### [TASK REQUIREMENTS]
Beginning with the line that contains "#1317 refactored transactions", return every line down to the last one in the material below, exactly and with no others.

### [DATA RECORDS]
PR #1054, opened 2025-05-10
Change axis default on a number of functions in uproot-raw codegen

ponyisi:
We make many `awkward` functions available when writing cuts and expressions for uproot. A lot of these default to operating on the entire array at once (`axis=0`) in ways that make no sense for an event-by-event cut mask. In general this default causes a lot of errors. We will override those defaults here (we believe the defaults are so incorrect that nobody with correct code will be affected by this). The axis can still be overridden if people want. The list of functions with changed defaults will be given in the frontend documentation.

### DIFF
--- a/code_generator_raw_uproot/servicex/raw_uproot_code_generator/request_translator.py
+++ b/code_generator_raw_uproot/servicex/raw_uproot_code_generator/request_translator.py
@@ -28,8 +28,11 @@
 import os
 import shutil
 
-from servicex_codegen.code_generator import CodeGenerator, GeneratedFileResult, \
-    GenerateCodeException
+from servicex_codegen.code_generator import (
+    CodeGenerator,
+    GeneratedFileResult,
+    GenerateCodeException,
+)
 
 
 class RawUprootTranslator(CodeGenerator):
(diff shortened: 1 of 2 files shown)


gordonwatts (commented):
I really don't like this. I get why you are doing this. But this is magic and now behaves differently than regular code. So what users learn will break here.

btw - if axis argument is specified twice will this work?

ponyisi:
It will work if the user specifies `axis` again. (It doesn't work if a user specifies it as a positional argument instead of a keyword one but this is a very rare pattern.)

I understand why this would make one uncomfortable but the fact is that essentially every new user I've seen work with the `uproot-raw` transformer makes the error of not specifying `axis=1` in a relevant place and unless they're quite competent with `awkward` they don't figure it out on their own. When awkward specifies `axis=0` as a default this is _never_ the behavior you want here (unless you can come up with a circumstance where we want queries to correlate across events ...). The biggest likelihood of causing problems, I would guess, is actually that some inexperienced users come up with some cut expression that works in `uproot-raw` and not when they run awkward locally.

The equivalent `RDataFrame` expressions don't need this kind of silliness to work correctly...

ponyisi:
I suppose we could make it an option in the `uproot-raw` request (though I would still want the default to be the override).

gordonwatts:
> I suppose we could make it an option in the `uproot-raw` request (though I would still want the default to be the override).

Ok - that makes sense to me. In the documentation could we also make it very clear?

I guess the fundamental problem is that `awkard` was designed for multi-dimensional arrays. `RDF` was defined for HEP events of multi-dimensional arrays. `func-adl` does this too, implicitly.

BenGalewsky:
@ponyisi please update the docs as part of this PR

ponyisi:
@BenGalewsky the docs will go into the servicex_frontend anyway, no?

BenGalewsky:
> @BenGalewsky the docs will go into the servicex_frontend anyway, no?

Ah, right

ponyisi:
@BenGalewsky Documentation in https://github.com/ssl-hep/ServiceX_frontend/pull/606 . I also added a query option to allow the user to revert this change, as discussed in the Thursday meeting. Both modes have been tested on testing-3.

kyungeonchoi (approved):
Looks good to me. Thanks!

kyungeonchoi:
> @BenGalewsky Documentation in [ssl-hep/ServiceX_frontend#606](https://github.com/ssl-hep/ServiceX_frontend/pull/606) . I also added a query option to allow the user to revert this change, as discussed in the Thursday meeting. Both modes have been tested on testing-3.

It would be also nice to specify the ServiceX backend version with this change in the client documentation [ssl-hep/ServiceX_frontend#606](https://github.com/ssl-hep/ServiceX_frontend/pull/606)

PR #1056, opened 2025-05-15
add meta resource that lists all the other available resources available from the server

MattShirley:


ponyisi:
I guess the idea here is then that we don't enumerate "capabilities" but rather we assume a capability is related to the existence of a specific endpoint? (Mostly, my concern is that we might e.g. use an existing endpoint but add a new feature to it, so the mere existence of the endpoint doesn't tell you what you really want to know.)

ponyisi:
(Also, could you add more info to the description so we can track the motivation for the PR a bit better?)

MattShirley:
> I guess the idea here is then that we don't enumerate "capabilities" but rather we assume a capability is related to the existence of a specific endpoint? (Mostly, my concern is that we might e.g. use an existing endpoint but add a new feature to it, so the mere existence of the endpoint doesn't tell you what you really want to know.)

I think we still need to define what a capability is. If we just want to use these as feature flags, I think the better way to go is to just publish a server version number and allow the client to define feature flags as needed. For example:

```
server_version = semantic_version.Version(self.servicex.get_server_version())
transformation_results_enabled = server_version > semantic_version.Version('1.6.1')
```

Having an end point available to return dynamic info only makes sense to me if a ServiceX instance could have a dynamic configuration (i.e. something like plugins, multiple cloud vendor support for example). Do we have any plans to introduce such configuration? Otherwise I'm not seeing a use case for adding more complexity.

ponyisi:
I wasn't thinking of an endpoint with dynamic info (although that is possibly an interesting use case); at the moment I really was just envisioning an endpoint that returned a **hard-coded** JSON string, which would be extended as part of the PR that introduced a new feature we wanted to declare. There need be nothing dynamic at run time at all.

I still think this is better than "send a version number and translate it to features on the client side" because the latter still requires a new version endpoint (which may be a little tricky to keep in sync properly, especially if we take the numbers from the chart), and now adds the complication of maintaining a parallel table in the client, doing to logic to figure out the ordering of version numbers, etc. Why not just return the result of that lookup directly from the server, where it's easy to be authoritative?

PR #1064, opened 2025-05-29
Add capabilities reporting feature

ponyisi:
Extend the "Info" (/servicex) endpoint return value to include a static list of capabilities that the client can test against. For now keep it blank, but this can be updated as features are added.


MattShirley (approved):

MattShirley:
Looks good! Thanks for catching this

PR #1067, opened 2025-06-03
Configurable compression algorithm and level for Uproot transformers

kondratyevd:
This PR adds parameters to control compression algorithm and level, for now only in uproot-raw transformer. 
The new parameters `result-compression-algorithm` and `result-compression-level` are propagated similarly to `result-format`.


BenGalewsky:
Compression differs for different file formats. 

Three alternatives:
1. Make it a code gen default via `values.yaml`
2. Add it to each query syntax to allow this to be passed in
3. Keep it in the request level

BenGalewsky:
Temporarily avoid this issue via #1081

BenGalewsky:
Superseded by #1091

PR #1382, opened 2026-04-05
Update did_finder_rucio for security issue

ponyisi:
Updates requests to a version >= 2.33. In the process forces a move to Python >= 3.10 which was overdue anyway.


ponyisi:
This should properly be fixed by an update to the upstream container we build from. Closing

PR #1383, opened 2026-04-05
Update x509 finder for security issue

ponyisi:
Requests >= 2.33.0 and Python 3.10.


ponyisi:
This should properly be fixed by an update to the upstream container we build from. Closing

PR #1385, opened 2026-04-08
Stop `pending_lookup` requests if dataset bad

ponyisi:
A bad dataset error should scrub pending transformations as well as running ones. (I originally wrote the code thinking that pending_lookup transforms did not get pods started but I was wrong there.)


kratsg:
Nice job :) Let's hope this fixes what we see on the AF.

BenGalewsky (approved):
Oof, good catch

PR #1403, opened 2026-04-16
Implement the row lock to prevent multiple lookups for the same dataset

ponyisi:
#1317 refactored transactions for the dataset lookup, but it did not implement an actual lock, so it did not fix the race condition. Add a method to force the issuance of a `SELECT ... FOR UPDATE` in the relevant place.


ponyisi:
Hopefully actually fixes #1316

MattShirley (approved):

### [SOLUTION]
#1317 refactored transactions for the dataset lookup, but it did not implement an actual lock, so it did not fix the race condition. Add a method to force the issuance of a `SELECT ... FOR UPDATE` in the relevant place.


ponyisi:
Hopefully actually fixes #1316

MattShirley (approved):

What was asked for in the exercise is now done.